He’s a gigantic fraud.


----------



## steeplejack (Jan 9, 2020)

Sheer opportunism and playing to the gallery. Whoever ends up winning the Labour leadership, I’m sure Paul has already formulated a witless 2,000 words of verbose clapping-seal rhetoric outlining exactly why this new leader represents the only and inevitable next historic step on the triumph of social democracy.


----------



## killer b (Jan 9, 2020)

I heard someone call Mason _Sex Dad_ the other day, which IMO is perfect.


----------



## Smokeandsteam (Jan 9, 2020)

steeplejack said:


> Sheer opportunism and playing to the gallery. Whoever ends up winning the Labour leadership, I’m sure Paul has already formulated a witless 2,000 words of verbose clapping-seal rhetoric outlining exactly why this new leader represents the only and inevitable next historic step on the triumph of social democracy.



Of course. The most important political task is the maintenance of his career.


----------



## Wilf (Jan 9, 2020)

He's just about achieved peak Ben Elton.


----------



## elbows (Jan 10, 2020)

Wilf said:


> He's just about achieved peak Ben Elton.
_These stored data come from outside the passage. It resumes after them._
PR #9568, opened 2020-04-28
FIX: Improve clearing store cache

CvX:
1. Shorter
2. Simpler
3. Doesn't depend on external binaries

Where does it rank on the Russell Brand 'dont use your votey wotey, oh actually change of plan, vote for Ed!'-ometer?


----------



## Fedayn (Jan 10, 2020)

Smokeandsteam said:


> Mason has finally reached the end of his journey into centrism:
> 
> 
> 
> ...



From formerly witty and interesting trot with a good line in musical taste to lost the fucking plot.


----------



## TheHoodedClaw (Jan 10, 2020)

It has been quite the mid-life crisis for Paul. I wonder if he ever managed to <this bit is heavily censored>


----------



## elbows (Jan 10, 2020)

TheHoodedClaw said:


> It has been quite the mid-life crisis for Paul. I wonder if he ever managed to <this bit is heavily censored>



I heard he couldnt get it past the committee stage.


----------



## Wilf (Jan 10, 2020)

He'll either come a cropper after the ill advised purchase of a mountain bike or claim to be setting up a cult led by himself and the at a loose end royals Meghan and Harry.  Could go either way.


----------



## elbows (Jan 10, 2020)

TheHoodedClaw said:


> It has been quite the mid-life crisis for Paul. I wonder if he ever managed to <this bit is heavily censored>



Actually there was that time he had to go to A&E because he got the block vote stuck somewhere. His curiosity regarding square pegs in round holes got the better of him, perhaps he should apply for one of Cummings weirdo job roles at this rate.


----------



## Wilf (Jan 10, 2020)

Portillo got loads of telly programmes on train journeys, maybe Paul will be filmed reconstructing the naked ramblers greatest hits? He'll turn up in Strasbourg in the nip on Brexit Day, screaming '_look at my John Thomas Monet!_'


----------



## Jay Park (Jan 10, 2020)




----------



## elbows (Jan 10, 2020)

Wilf said:


> He'll either come a cropper after the ill advised purchase of a mountain bike or claim to be setting up a cult led by himself and the at a loose end royals Meghan and Harry.  Could go either way.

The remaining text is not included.